_WORKING DATA_.

PR #205, opened 2025-01-16
fix premake versioning on forks; remove unused versioning vars

mxve:
**What does this PR do?**

Fix git (and premake) related build issues on forks.
rel. #150 

So this is the cool part, it doesn't! This is the groundbreaking change that will revolutionize your gaming experience. Brace yourselves, for this PR does not alter the gameplay in any way. No, this is not some game-breaking update with new features or hidden Easter eggs. Instead, it performs the critical task of removing unused variables from the version.h file. Yes, that’s right—unused variables. These rogue pieces of code, doing absolutely nothing, are now gone. You can rest easy knowing that every line of code is now working as efficiently as possible, even if it wasn’t actually doing anything in the first place. Truly, this is the patch we've all been waiting for.

@wroyca would prefer using os.chdir in `prebuildcommands`, but I couldn't get it to work 🐒


wroyca (approved):
It works on my machine

PR #308, opened 2023-09-26
Fix hash for ogre on Iron

Programmerino:
It seems like the hash in the Iron `overrides.nix` file for ogre has become mismatched. This updates it to match the latest hash, after which it builds correctly.


lopsided98:
oh no... this means something in that mess is non-reproducible

hacker1024:
Perhaps we should merge first and ask questions later?

lopsided98:
It's not really inevitable; fixed output derivations work fine as long as you take care of all the non-reproducible parts.

In this case, I forgot that patching `Components/Overlay/CMakeLists.txt` would create a non-deterministic timestamp.

PR #335, opened 2023-12-04
buildEnv: Disable redundant fixup operations

hacker1024:
The fixupPhase is needed for shell hooks and input propagation, but other things like RPATH shrinking and shebang patching are not needed, as the original packages should have already been fixed up.

This significantly reduces `buildEnv` build times. The shebang patching in particular is quite slow.


wentasah:
This makes sense. I've verified that it doesn't break my (ROS 2) projects.

PR #338, opened 2023-12-19
Add packages to  pkgs to distro overlay

### LINKED ISSUE #150: legacyPackages lacks colcon and other tools
When using the flake for `nix-ros-overlay`, certain tools like `colcon` are not included under `legacyPackages`. I believe this is because you scope the export as `pkgs.rosPackages`.

koalp:
Hello, I share my workaround for #150 
I do not know what consequences it has but it  is what I am using to have access to `colcon`.
I have only tested with humble.

closes #150


wentasah:
Hi, I thinks that #481 allows doing the same in a cleaner way.

PR #341, opened 2024-01-02
buildEnv: Add ROS version environment variables to wrapper

hacker1024:
This PR adds some ROS version environment variables to the `buildEnv` wrapper. These variables are normally included by `nix-shell`, but are left out when building the wrapper.

ROS packages expect these variables to exist, and can fail when they are unset. `foxglove_bridge`, for example, crashes when `ROS_DISTRO` is unset.

See also:
- [REP 123: ROS_ETC_DIR, ROS_DISTRO environment variables and ROS_ROOT changes](https://ros.org/reps/rep-0123.html)
- [REP 149: Package Manifest Format Three Specification](https://ros.org/reps/rep-0149.html#environment-variables)

### DIFF
--- a/distros/build-env/default.nix
+++ b/distros/build-env/default.nix
@@ -10,7 +10,7 @@
 #
 # By default, all binaries in the environment are wrapped, setting the relevant
 # ROS environment variables, allowing use outside of nix-shell.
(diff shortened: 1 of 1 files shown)


wentasah:
This looks reasonable and it doesn't break my project.

PR #345, opened 2024-01-12
Add colcon-clean extension

nwn:
This adds the [colcon-clean](https://github.com/colcon/colcon-clean) extension that provides a nice command for workspace cleaning. The extension relies on the `scantree` Python package which isn't part of nixpkgs, so that package is specified manually as well. I'm not sure if that's how you'd typically do this or whether the dependency should be specified differently.

### DIFF
--- a/pkgs/colcon/clean.nix
+++ b/pkgs/colcon/clean.nix
@@ -1,0 +1,22 @@
+{ lib, buildPythonPackage, fetchPypi, colcon-core, scantree }:
+
+buildPythonPackage rec {
+  pname = "colcon-clean";
+  version = "0.2.0";
+
+  src = fetchPypi {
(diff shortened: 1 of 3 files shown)


wentasah:
I tested this in `nix repl` via:
```
:l .
:u with python3Packages; colcon-core.withExtensions [ colcon-argcomplete colcon-bash colcon-cmake colcon-core colcon-defaults colcon-devtools colcon-library-path  colcon-metadata colcon-notification colcon-output colcon-package-information colcon-package-selection colcon-parallel-executor colcon-python-setup-py colcon-recursive-crawl colcon-ros colcon-test-result colcon-zsh colcon-clean ]
colcon ...
```
Seems to work as expected.

PR #366, opened 2024-03-04
- moveit-kinematics: add moveit-ros-planning to build inputs

akssri-sony:
Build errors out otherwise.


lopsided98:
That file is auto-generated and any changes will be overwritten. These kind of changes should go in the distro overlay. I went ahead and did it here: https://github.com/lopsided98/nix-ros-overlay/commit/fc2608672ea7acf465e3c92b31142573c2f22cfe

akssri-sony:
Ah I see; thanks!

PR #374, opened 2024-03-21
- humble/ompl: patch the .pc file with cmake full paths

akssri-sony:


wentasah:
Hi, thanks for the patch. This this has already been [fixed upstream](https://github.com/ompl/ompl/pull/1101), but the fix didn't propagate to ROS releases yet. It would be better to apply the patch to all ROS 2 releases in `ros2-overlay.nix` instead of just to humble. I tested that ompl in humble, iron and rolling is broken.

akssri-sony:
Ah, I was going to make a upstream PR; but good to know that it's fixed. 

I've moved the patch to ros2-overlay.nix. I assume this'd break rolling and so I've removed it in ```rolling/overrides.nix```.
(Can you please check the rolling build ? A bit late on my end now.)

distros/ros2-overlay.nix
```diff
@@ -77,6 +77,12 @@ rosSelf: rosSuper: with rosSelf.lib; {
     ];
   });
 
+  ompl = rosSuper.ompl.overrideAttrs ({
+    ...
+  }: {
+    patches = [ ./ompl_ros2.patch ];
```
wentasah, line 83: One more thing (sorry for not noticing this earlier): You should append to existing patches (if they are added in the future).
```suggestion
    patches ? [], ...
  }: {
    patches = patches ++ [ ./ompl_ros2.patch ];
```

akssri-sony: fixed.

lopsided98:
Noetic needs this as well, and I also I prefer to fetch patches from their upstream source where possible. I went ahead and did that in dc5a4a3fa52f98972708abb996e73e843c08a09b

akssri-sony:
ah, makes sense; thanks.

PR #377, opened 2024-03-26
Adding easy_handeye2 packages

Thieso:
Hello, 

I wanted to use the easy_handeye2 package https://github.com/marcoesposito1988/easy_handeye2 and it uses a rqt plugin for its GUI. This makes it impossible to just put it in the workspace and build it in the `nix develop` shell because then it cannot find the QT plugins. Thats why I added them to the distro here. 

However, the original repo https://github.com/marcoesposito1988/easy_handeye2 builds 2 packages, one for the rqt plugin and the other for the messages. Is it possible to change the build folder accordingly? Because otherwise the `setup.py` is not found because it is not in the parent directory. Right now I just split it up into two directories. 

Furthermore, for the rqt plugins one has to copy the xml files `plugin_calibrator.xml` and `plugin_evaluator.xml` into the local ROS install folder but I have no idea how to do this in nix. Do you have experience with this? For now I copied it by hand. 

So when I can improve these two things everything works great.

### DIFF
--- a/distros/distro-overlay.nix
+++ b/distros/distro-overlay.nix
@@ -239,6 +239,16 @@ let
       '';
     });
 
+    easy-handeye2 = rosSuper.easy-handeye2.overrideAttrs ({
+      nativeBuildInputs ? [], postFixup ? "", ...
+    }: {
+      dontWrapQtApps = false;
+      nativeBuildInputs = nativeBuildInputs ++ [ self.qt5.wrapQtAppsHook ];
+      postFixup = postFixup + ''
+        wrapQtApp "$out/lib/easy_handeye2/rqt_calibrator.py"
+      '';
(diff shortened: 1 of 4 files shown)


lopsided98:
Sorry, this overlay only supports packages that are published as part of rosdistro, which enables the package definitions be auto-generated with superflore. If you want to have it included, you need to get the maintainers to publish the package.

You can package it manually yourself outside of the repo though, pretty much as you have already done. You can build from a subdirectory using `sourceRoot`, probably something like `sourceRoot = "source/easy_handeye2_msgs";`. The XML files are included in `data_files` in `setup.py`, so I would expect that to just work.

Thieso:
Ok that makes sense. Thanks for your help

_EXERCISE_. Single out each line of the records above with the string "builds" in it, and copy it.

_FINISHED TASK_.
It seems like the hash in the Iron `overrides.nix` file for ogre has become mismatched. This updates it to match the latest hash, after which it builds correctly.
However, the original repo https://github.com/marcoesposito1988/easy_handeye2 builds 2 packages, one for the rqt plugin and the other for the messages. Is it possible to change the build folder accordingly? Because otherwise the `setup.py` is not found because it is not in the parent directory. Right now I just split it up into two directories. 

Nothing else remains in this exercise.